Single-stage input current shaping technique with voltage-doubler

Abstract

A single-stage input-current-shaping (S.sup.2 ICS) converter of the present invention integrates a voltage-doubler-rectifier front-end with a DC/DC output stage. Two families of voltage-doubler S.sup.2 ICS converters are disclosed. In one family, a 2-terminal dither source is provided between a boost inductor and a common input terminal of a storage capacitor and the DC/DC output stage. The 2-terminal dither source includes two paths connected in parallel: a first path for charging and a second path for discharging the boost inductor at a high frequency (HF). In the other family, a 3-terminal dither source includes a third terminal coupled to a pulsating node of the DC/DC output stage.
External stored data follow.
PR #1382, opened 2025-11-24
fix: Don't wait for the backoff when a stopped projection failed before being stopped

johanandren:
References https://github.com/lightbend/akka-runtime/issues/4536

Probably more of an annoyance than an actual problem


johanandren:
We could perhaps do something more clever, something like a toggle back/forth on failure/restart and only do a quick-kill if it is actually backing off.

PR #1385, opened 2025-11-27
chore(r2dbc): Submaterialize replays instead of run as separate stream

johanandren:
References https://github.com/lightbend/akka-runtime/issues/4545

### DIFF
--- a/akka-projection-r2dbc/src/main/scala/akka/projection/r2dbc/internal/R2dbcProjectionImpl.scala
+++ b/akka-projection-r2dbc/src/main/scala/akka/projection/r2dbc/internal/R2dbcProjectionImpl.scala
@@ -641,23 +641,9 @@ private[projection] object R2dbcProjectionImpl {
                                   s"Replay due to rejected envelope was rejected. Should not be from backtracking. PersistenceId [$persistenceId] seqNr [${replayedEnvelope.sequenceNr}].")
                             }
                         }
-                        .recoverWith { exc =>
-                          if (exc.getMessage.contains("UNIMPLEMENTED") && exc.getMessage.contains(
-                                "CurrentEventsByPersistenceId")) {
-                            logReplayUnimplementedException(logPrefix, originalEventEnvelope, fromSeqNr)
-                            Future.successful(
-                              triggerReplayIfPossible(
-                                sourceProvider,
-                                persistenceId,
-                                fromSeqNr,
-                                originalEventEnvelope.sequenceNr))
-                            // Source.empty[(Envelope, ProjectionContext)]
-                            // FIXME recover with to a different mechanism ReplayTriggered after stream started !?!
-                            ???
-                          } else {
-                            logReplayException(logPrefix, originalEventEnvelope, fromSeqNr, exc)
-                            throw exc
-                          }
+                        .recover { exc =>
+                          logReplayException(logPrefix, originalEventEnvelope, fromSeqNr, exc)
+                          throw exc
                         }
                       ReplayedOnRejection[Envelope, ProjectionContext](source)
                     case None =>


akka-projection-r2dbc/src/main/scala/akka/projection/r2dbc/internal/R2dbcProjectionImpl.scala
```diff
@@ -701,30 +702,33 @@ private[projection] object R2dbcProjectionImpl {
...
-                  case NotReplayed         => throwRejectedEnvelope(sourceProvider, env)
-                }
-            }
+          // Note: while replays are a submaterialized source, they are in fact folded into a single source element
+          val futureSource: Future[Source[Option[(Envelope, ProjectionContext)], NotUsed]] =
+            offsetStore
+              .validate(env)
+              .map[Source[Option[(Envelope, ProjectionContext)], NotUsed]] {
+                case Accepted =>
+                  Source.future(accepted(env, context))
```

In the 3-terminal dither source, the HF charging path of the boost inductor is coupled between the boost inductor and the pulsating node of the DC/DC output stage, while the HF discharging path of the boost inductor is coupled between the boost inductor and the common input terminal of the storage capacitor and the DC/DC output stage. Due to the voltage-doubler-rectifier front-end, reduction of line-current harmonics can be achieved with a higher conversion efficiency, as compared to a corresponding S.sup.2 ICS converter with a conventional full-bridge rectifier. In addition, a converter of the present invention requires storage capacitors of a lower voltage rating and a smaller total capacitance than the conventional S.sup.2 ICS counterpart. The present invention thereby reduces the size and the cost of the power supply.